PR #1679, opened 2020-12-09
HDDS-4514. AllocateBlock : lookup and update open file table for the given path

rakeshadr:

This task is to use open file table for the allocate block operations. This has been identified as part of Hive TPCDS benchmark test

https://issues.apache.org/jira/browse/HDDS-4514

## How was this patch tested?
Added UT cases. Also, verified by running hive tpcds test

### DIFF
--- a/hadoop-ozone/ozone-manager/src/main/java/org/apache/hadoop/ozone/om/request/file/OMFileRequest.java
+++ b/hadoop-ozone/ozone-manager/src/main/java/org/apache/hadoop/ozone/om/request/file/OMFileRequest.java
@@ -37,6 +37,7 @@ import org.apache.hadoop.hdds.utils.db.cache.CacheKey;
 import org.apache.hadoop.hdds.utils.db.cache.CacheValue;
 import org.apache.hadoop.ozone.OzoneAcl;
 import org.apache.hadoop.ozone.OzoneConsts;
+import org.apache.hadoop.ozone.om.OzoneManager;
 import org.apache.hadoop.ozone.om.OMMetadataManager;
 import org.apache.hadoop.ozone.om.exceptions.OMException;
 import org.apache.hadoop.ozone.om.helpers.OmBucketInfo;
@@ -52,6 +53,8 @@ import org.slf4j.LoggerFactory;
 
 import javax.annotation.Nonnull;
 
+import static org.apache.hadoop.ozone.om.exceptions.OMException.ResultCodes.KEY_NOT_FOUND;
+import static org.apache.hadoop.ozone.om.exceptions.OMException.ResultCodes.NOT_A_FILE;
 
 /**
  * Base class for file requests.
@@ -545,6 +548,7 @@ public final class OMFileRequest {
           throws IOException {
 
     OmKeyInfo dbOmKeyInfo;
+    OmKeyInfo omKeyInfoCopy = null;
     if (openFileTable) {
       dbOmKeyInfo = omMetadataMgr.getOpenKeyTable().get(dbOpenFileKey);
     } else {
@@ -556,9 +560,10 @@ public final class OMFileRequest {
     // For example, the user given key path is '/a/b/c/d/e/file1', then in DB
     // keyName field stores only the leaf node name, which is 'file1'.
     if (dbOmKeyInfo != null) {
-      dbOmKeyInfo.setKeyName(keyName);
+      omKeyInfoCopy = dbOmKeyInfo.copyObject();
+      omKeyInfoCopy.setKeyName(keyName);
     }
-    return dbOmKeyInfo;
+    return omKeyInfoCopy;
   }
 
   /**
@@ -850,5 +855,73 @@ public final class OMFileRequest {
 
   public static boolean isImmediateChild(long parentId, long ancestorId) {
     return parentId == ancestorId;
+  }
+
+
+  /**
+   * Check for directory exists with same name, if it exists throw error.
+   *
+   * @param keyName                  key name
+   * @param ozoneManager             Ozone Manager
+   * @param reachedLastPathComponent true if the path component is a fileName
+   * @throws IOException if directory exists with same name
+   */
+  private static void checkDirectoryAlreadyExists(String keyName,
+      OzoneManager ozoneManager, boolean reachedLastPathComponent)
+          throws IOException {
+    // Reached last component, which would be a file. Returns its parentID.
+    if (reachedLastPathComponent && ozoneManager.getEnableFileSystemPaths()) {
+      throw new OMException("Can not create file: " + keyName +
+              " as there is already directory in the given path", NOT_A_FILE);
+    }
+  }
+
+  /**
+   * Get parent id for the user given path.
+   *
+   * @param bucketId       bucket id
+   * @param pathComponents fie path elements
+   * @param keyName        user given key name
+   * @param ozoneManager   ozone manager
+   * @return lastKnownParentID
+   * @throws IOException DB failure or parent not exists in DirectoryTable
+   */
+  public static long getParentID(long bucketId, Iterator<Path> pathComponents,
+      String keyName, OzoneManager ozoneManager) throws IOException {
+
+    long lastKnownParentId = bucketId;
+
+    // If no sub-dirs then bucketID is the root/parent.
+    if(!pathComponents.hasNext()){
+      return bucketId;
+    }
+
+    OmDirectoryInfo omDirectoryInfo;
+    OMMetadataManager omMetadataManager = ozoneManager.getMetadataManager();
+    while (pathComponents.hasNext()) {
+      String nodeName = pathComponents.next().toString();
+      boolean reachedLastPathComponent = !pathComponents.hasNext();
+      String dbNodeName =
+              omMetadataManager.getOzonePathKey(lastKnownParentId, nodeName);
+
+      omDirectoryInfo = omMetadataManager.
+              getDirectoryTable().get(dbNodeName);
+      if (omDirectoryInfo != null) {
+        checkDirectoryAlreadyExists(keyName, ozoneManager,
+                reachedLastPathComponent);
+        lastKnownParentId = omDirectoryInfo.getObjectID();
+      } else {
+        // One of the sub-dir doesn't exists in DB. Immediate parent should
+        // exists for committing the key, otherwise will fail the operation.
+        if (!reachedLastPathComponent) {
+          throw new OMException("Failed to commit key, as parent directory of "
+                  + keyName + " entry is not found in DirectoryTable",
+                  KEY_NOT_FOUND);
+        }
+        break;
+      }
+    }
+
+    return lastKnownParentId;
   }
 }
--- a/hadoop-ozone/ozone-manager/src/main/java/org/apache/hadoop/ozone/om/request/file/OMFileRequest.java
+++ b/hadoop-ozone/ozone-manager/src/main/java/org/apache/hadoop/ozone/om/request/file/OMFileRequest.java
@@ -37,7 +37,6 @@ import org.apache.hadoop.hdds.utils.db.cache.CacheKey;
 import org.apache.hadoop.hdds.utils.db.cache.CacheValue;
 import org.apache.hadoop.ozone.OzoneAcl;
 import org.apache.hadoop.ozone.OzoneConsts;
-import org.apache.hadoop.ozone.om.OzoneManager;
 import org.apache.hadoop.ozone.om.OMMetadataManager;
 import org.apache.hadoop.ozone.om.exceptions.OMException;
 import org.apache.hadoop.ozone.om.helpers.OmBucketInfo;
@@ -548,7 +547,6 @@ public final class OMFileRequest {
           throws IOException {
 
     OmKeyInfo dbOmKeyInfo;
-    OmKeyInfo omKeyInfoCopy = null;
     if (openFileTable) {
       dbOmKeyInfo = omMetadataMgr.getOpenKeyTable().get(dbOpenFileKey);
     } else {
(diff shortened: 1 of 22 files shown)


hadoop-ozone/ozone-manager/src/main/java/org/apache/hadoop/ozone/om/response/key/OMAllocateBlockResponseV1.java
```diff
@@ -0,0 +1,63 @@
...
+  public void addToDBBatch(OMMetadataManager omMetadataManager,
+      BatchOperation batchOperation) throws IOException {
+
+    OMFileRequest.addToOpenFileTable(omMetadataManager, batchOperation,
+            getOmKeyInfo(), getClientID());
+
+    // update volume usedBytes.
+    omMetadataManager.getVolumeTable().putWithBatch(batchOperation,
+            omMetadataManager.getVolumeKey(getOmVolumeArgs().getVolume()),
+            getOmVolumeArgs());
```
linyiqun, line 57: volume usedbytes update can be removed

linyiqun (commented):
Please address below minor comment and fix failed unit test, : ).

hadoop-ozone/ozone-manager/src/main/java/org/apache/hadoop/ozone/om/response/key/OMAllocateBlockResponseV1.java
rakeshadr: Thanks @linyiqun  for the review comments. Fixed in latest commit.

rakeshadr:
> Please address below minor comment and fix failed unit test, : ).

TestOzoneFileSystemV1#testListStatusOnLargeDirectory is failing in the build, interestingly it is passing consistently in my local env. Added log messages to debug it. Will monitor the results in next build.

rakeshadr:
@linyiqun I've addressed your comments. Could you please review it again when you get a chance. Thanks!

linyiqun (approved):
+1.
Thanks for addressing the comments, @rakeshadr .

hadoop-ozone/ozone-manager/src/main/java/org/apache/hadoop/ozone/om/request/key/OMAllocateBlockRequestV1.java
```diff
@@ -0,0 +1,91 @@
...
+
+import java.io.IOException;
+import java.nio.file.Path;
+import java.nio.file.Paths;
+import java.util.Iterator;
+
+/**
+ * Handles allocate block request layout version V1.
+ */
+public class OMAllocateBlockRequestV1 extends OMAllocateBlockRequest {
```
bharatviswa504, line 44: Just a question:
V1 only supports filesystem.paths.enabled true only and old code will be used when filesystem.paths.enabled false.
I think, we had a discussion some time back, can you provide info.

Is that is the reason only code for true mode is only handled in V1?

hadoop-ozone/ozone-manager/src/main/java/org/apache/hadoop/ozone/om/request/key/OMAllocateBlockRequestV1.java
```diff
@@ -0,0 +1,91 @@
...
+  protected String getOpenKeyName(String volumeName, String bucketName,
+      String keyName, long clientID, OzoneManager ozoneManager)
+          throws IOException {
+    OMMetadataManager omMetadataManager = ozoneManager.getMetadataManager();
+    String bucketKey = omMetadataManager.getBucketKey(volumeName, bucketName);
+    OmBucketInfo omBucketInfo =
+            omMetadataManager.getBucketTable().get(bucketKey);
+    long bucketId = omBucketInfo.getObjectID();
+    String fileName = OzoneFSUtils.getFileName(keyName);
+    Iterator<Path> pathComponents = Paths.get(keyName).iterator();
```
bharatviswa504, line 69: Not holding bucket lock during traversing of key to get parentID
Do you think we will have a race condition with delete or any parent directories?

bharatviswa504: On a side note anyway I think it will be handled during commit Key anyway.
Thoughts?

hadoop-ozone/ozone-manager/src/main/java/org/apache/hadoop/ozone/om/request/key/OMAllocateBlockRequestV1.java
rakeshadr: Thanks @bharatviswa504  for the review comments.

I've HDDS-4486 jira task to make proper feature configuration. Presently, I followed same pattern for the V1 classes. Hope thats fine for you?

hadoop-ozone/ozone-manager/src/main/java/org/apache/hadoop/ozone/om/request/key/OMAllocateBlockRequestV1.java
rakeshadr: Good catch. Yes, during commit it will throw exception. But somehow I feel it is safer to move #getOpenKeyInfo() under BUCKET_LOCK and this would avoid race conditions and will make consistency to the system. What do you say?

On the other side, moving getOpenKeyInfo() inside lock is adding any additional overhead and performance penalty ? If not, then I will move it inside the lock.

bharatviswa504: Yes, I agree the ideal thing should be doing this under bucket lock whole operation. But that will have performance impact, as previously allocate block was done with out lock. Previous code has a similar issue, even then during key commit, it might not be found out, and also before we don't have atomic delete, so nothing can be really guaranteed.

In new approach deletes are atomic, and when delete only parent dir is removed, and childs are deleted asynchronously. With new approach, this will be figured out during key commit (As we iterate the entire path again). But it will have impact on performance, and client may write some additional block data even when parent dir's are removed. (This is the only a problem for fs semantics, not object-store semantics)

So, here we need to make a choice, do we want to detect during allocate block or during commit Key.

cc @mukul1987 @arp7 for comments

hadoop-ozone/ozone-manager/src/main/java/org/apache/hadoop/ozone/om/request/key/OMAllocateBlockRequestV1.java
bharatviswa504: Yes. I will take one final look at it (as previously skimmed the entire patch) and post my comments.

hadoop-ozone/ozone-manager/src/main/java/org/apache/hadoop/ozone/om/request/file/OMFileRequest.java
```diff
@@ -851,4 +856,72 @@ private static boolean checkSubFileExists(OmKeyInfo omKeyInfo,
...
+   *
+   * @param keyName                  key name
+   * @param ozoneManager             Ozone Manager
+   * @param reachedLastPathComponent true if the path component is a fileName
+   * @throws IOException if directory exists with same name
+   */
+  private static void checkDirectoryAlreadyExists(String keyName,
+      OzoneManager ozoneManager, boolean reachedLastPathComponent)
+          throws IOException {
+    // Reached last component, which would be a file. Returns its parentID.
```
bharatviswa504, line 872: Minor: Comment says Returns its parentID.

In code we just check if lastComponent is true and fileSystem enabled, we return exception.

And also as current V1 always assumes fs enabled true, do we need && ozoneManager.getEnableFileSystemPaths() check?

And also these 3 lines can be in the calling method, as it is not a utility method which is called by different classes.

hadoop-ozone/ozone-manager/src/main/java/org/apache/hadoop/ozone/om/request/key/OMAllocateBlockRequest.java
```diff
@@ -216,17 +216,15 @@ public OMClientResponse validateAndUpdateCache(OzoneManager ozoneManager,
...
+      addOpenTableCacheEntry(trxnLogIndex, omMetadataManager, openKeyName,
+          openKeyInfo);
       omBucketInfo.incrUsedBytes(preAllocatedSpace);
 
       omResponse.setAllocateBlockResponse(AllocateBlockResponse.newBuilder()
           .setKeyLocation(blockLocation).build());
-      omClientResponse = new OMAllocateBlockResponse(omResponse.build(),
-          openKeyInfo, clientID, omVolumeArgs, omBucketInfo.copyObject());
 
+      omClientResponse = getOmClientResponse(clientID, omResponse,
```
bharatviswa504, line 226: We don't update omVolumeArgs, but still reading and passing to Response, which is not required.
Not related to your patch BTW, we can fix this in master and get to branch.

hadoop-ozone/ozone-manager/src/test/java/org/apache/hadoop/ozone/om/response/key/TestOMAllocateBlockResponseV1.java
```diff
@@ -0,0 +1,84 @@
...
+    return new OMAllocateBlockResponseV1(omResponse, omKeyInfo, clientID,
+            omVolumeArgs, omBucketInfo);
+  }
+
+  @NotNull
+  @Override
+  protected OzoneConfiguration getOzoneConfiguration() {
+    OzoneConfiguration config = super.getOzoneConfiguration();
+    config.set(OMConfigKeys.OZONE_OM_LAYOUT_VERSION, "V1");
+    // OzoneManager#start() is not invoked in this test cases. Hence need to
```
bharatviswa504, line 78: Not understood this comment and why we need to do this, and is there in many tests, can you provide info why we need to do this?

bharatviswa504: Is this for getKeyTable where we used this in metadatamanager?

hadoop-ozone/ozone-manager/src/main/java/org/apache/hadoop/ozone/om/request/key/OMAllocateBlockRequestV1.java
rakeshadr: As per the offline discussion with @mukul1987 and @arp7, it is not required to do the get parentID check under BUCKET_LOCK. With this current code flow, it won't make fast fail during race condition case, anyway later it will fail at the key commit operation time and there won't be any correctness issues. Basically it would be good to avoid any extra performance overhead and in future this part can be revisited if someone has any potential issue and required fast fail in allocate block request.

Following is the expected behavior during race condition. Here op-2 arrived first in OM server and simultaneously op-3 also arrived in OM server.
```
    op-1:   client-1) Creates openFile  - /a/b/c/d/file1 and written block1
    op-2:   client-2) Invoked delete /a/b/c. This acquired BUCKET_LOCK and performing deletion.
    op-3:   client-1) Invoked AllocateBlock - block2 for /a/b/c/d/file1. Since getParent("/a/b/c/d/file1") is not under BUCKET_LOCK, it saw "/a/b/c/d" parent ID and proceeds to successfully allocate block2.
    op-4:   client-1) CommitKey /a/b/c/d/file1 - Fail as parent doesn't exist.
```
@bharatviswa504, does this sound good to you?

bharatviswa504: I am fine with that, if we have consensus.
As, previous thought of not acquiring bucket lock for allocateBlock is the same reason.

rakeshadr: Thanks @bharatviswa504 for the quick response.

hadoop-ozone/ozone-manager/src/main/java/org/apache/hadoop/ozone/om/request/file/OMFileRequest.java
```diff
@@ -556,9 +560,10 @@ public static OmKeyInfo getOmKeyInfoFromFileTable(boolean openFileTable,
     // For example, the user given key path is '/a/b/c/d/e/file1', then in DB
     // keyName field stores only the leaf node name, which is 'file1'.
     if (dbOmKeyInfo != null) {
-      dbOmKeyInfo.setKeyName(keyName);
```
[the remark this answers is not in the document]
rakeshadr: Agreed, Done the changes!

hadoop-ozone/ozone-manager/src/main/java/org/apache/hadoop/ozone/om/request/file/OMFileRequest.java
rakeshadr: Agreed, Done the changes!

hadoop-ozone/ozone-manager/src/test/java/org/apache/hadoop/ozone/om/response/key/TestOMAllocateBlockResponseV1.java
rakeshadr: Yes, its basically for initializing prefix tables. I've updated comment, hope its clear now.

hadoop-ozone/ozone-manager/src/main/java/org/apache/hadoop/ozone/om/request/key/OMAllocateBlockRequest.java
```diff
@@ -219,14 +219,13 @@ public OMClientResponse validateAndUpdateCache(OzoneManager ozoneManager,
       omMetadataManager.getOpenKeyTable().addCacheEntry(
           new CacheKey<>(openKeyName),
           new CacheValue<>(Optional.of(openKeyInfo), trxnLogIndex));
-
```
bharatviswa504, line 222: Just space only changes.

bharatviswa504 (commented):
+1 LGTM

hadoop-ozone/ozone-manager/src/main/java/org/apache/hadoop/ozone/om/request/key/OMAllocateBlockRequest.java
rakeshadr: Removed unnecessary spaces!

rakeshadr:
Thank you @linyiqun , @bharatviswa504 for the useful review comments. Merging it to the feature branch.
***
● **Exercise brief**: Lines with the word "handled" in them are the answer; report each one from the data.

● **Result**:
Is that is the reason only code for true mode is only handled in V1?
bharatviswa504: On a side note anyway I think it will be handled during commit Key anyway.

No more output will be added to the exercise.